- Dataset excerpts:

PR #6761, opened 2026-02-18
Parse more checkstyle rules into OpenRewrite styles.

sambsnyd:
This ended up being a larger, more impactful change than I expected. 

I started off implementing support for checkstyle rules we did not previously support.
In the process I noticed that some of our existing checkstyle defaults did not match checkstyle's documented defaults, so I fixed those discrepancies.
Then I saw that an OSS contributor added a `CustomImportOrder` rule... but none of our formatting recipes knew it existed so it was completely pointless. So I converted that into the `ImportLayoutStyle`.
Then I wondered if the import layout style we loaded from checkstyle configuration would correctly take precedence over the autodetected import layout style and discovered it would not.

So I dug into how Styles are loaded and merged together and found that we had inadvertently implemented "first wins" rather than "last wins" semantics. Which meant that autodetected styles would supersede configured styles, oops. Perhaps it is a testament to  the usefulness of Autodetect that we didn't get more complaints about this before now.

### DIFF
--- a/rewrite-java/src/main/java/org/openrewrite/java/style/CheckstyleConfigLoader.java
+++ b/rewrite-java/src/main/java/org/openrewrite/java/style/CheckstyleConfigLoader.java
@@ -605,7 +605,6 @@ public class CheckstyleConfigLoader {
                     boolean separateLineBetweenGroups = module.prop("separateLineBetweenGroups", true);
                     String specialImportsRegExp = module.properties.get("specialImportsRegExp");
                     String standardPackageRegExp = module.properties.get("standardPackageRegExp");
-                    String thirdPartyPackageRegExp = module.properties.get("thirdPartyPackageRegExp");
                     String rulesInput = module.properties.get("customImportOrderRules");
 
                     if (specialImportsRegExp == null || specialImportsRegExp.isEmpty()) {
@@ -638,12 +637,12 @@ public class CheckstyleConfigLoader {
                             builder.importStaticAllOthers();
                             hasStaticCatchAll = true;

- Work instruction: Nothing but the lines from the one that contains "In the process" through the last line of the entries should appear in your reply, each repeated exactly.

- Answer below:
In the process I noticed that some of our existing checkstyle defaults did not match checkstyle's documented defaults, so I fixed those discrepancies.
Then I saw that an OSS contributor added a `CustomImportOrder` rule... but none of our formatting recipes knew it existed so it was completely pointless. So I converted that into the `ImportLayoutStyle`.
Then I wondered if the import layout style we loaded from checkstyle configuration would correctly take precedence over the autodetected import layout style and discovered it would not.

So I dug into how Styles are loaded and merged together and found that we had inadvertently implemented "first wins" rather than "last wins" semantics. Which meant that autodetected styles would supersede configured styles, oops. Perhaps it is a testament to  the usefulness of Autodetect that we didn't get more complaints about this before now.

### DIFF
--- a/rewrite-java/src/main/java/org/openrewrite/java/style/CheckstyleConfigLoader.java
+++ b/rewrite-java/src/main/java/org/openrewrite/java/style/CheckstyleConfigLoader.java
@@ -605,7 +605,6 @@ public class CheckstyleConfigLoader {
                     boolean separateLineBetweenGroups = module.prop("separateLineBetweenGroups", true);
                     String specialImportsRegExp = module.properties.get("specialImportsRegExp");
                     String standardPackageRegExp = module.properties.get("standardPackageRegExp");
-                    String thirdPartyPackageRegExp = module.properties.get("thirdPartyPackageRegExp");
                     String rulesInput = module.properties.get("customImportOrderRules");
 
                     if (specialImportsRegExp == null || specialImportsRegExp.isEmpty()) {
@@ -638,12 +637,12 @@ public class CheckstyleConfigLoader {
                             builder.importStaticAllOthers();
                             hasStaticCatchAll = true;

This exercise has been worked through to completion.